Look for the word "removed" in the entries and copy every line where it shows up.

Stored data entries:
########

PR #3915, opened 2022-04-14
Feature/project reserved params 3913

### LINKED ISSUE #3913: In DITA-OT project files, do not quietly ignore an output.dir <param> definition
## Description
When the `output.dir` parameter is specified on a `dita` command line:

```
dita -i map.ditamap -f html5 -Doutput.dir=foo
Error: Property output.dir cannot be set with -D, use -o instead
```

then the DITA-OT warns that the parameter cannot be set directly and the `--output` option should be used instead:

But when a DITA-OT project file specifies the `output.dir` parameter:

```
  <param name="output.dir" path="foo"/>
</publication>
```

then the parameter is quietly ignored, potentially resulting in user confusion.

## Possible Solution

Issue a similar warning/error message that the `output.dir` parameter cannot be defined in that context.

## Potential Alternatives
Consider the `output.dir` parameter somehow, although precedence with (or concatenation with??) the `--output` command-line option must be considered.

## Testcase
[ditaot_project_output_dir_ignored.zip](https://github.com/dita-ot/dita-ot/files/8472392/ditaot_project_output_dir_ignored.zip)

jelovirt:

########

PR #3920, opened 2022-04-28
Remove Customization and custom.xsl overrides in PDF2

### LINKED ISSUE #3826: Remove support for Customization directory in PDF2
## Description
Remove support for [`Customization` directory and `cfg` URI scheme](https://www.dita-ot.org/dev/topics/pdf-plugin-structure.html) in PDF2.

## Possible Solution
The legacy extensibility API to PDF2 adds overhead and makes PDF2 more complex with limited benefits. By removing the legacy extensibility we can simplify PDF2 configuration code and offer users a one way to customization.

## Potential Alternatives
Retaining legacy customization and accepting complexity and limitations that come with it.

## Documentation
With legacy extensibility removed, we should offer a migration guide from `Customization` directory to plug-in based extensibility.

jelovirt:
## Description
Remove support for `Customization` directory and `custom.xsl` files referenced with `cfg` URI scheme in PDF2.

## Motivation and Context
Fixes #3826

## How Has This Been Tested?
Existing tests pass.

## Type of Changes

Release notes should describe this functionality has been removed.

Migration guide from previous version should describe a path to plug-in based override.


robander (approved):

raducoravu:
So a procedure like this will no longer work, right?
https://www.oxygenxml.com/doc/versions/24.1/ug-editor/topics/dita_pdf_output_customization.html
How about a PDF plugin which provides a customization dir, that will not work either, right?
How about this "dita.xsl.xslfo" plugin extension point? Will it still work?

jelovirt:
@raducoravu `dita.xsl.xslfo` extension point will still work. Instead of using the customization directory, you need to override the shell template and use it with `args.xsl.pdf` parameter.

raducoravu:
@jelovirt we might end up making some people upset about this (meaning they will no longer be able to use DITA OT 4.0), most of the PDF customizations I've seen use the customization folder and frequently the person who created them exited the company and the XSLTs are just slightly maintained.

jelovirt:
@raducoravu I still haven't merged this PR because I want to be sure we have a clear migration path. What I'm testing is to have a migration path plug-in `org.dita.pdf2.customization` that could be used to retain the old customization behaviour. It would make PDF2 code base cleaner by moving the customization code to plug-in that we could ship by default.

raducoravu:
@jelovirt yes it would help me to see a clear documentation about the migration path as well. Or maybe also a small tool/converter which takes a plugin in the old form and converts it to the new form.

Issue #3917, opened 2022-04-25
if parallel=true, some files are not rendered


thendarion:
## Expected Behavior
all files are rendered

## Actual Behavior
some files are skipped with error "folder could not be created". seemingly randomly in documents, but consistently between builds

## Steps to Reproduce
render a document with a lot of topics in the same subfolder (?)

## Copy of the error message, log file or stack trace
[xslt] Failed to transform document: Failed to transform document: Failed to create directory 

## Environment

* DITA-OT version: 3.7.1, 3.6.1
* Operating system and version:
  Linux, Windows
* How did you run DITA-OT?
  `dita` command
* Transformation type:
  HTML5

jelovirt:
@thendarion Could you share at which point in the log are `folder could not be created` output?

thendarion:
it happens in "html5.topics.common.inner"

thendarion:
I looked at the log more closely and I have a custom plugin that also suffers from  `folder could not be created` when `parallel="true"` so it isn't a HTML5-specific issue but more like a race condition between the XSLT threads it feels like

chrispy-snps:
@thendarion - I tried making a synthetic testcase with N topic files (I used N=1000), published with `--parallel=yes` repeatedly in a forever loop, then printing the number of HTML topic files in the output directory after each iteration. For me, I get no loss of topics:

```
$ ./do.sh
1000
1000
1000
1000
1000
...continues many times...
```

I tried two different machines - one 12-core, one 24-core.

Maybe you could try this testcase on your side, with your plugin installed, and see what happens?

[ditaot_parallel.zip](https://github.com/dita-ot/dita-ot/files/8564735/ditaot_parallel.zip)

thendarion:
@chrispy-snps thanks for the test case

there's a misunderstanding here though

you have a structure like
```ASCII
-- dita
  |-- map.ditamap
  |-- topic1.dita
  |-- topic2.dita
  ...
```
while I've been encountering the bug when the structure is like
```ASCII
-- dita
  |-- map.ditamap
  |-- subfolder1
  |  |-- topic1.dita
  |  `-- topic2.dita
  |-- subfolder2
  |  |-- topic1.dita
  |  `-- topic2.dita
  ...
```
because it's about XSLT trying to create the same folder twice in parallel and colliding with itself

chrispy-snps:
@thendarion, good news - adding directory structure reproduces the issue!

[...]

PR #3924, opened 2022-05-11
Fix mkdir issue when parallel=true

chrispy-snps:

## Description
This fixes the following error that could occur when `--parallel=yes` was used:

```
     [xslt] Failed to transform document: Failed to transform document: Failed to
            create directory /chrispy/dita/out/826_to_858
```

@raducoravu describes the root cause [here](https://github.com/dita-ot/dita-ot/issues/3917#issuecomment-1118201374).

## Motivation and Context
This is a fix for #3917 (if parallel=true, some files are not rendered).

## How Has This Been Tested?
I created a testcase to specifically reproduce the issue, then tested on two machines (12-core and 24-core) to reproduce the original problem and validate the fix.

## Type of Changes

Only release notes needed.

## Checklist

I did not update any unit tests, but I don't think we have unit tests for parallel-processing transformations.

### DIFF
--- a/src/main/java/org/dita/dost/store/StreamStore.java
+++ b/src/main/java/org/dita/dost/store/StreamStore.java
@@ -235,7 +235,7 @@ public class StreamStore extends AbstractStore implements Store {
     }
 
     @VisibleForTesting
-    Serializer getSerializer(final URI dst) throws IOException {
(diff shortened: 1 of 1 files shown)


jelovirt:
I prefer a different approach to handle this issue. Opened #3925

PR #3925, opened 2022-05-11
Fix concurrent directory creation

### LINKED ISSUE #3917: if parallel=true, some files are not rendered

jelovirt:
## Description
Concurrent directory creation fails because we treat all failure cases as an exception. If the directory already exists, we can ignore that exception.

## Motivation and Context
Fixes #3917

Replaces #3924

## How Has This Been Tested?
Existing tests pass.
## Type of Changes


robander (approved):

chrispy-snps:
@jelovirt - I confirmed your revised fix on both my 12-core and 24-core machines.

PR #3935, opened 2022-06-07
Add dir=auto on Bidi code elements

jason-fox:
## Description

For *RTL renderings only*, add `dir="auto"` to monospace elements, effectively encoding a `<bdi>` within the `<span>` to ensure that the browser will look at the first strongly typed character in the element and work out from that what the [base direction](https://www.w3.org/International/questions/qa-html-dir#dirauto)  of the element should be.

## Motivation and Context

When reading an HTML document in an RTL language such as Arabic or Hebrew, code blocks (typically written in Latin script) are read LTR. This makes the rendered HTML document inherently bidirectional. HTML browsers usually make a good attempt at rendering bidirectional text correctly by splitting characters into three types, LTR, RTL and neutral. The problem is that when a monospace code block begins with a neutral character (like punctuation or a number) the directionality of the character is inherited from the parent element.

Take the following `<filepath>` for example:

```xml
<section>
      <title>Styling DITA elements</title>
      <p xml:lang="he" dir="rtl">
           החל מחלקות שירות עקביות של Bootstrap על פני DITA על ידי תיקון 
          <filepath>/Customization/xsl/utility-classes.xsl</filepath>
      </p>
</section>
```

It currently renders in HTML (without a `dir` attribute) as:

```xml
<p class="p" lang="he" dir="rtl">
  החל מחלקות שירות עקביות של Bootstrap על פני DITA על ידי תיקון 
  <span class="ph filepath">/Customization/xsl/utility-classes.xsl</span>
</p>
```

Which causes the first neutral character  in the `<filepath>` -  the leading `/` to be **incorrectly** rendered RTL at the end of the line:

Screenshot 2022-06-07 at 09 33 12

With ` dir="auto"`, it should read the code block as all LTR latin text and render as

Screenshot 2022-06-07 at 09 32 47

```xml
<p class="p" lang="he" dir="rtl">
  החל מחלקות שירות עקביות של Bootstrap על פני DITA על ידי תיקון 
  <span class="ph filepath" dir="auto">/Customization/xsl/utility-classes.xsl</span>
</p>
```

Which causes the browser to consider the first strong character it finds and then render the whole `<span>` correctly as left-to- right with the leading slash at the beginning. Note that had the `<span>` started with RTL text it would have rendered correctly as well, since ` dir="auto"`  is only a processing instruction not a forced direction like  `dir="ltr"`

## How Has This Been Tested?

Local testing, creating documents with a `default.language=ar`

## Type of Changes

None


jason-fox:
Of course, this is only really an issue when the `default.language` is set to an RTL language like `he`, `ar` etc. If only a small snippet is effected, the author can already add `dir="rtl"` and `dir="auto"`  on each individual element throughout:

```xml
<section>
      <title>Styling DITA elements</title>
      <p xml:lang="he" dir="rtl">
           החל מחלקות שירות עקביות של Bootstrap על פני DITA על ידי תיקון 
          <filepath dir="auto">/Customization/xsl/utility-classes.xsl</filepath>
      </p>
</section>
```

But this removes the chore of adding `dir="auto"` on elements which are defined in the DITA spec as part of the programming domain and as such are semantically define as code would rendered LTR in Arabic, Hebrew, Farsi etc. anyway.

########

### Reply
With legacy extensibility removed, we should offer a migration guide from `Customization` directory to plug-in based extensibility.
Release notes should describe this functionality has been removed.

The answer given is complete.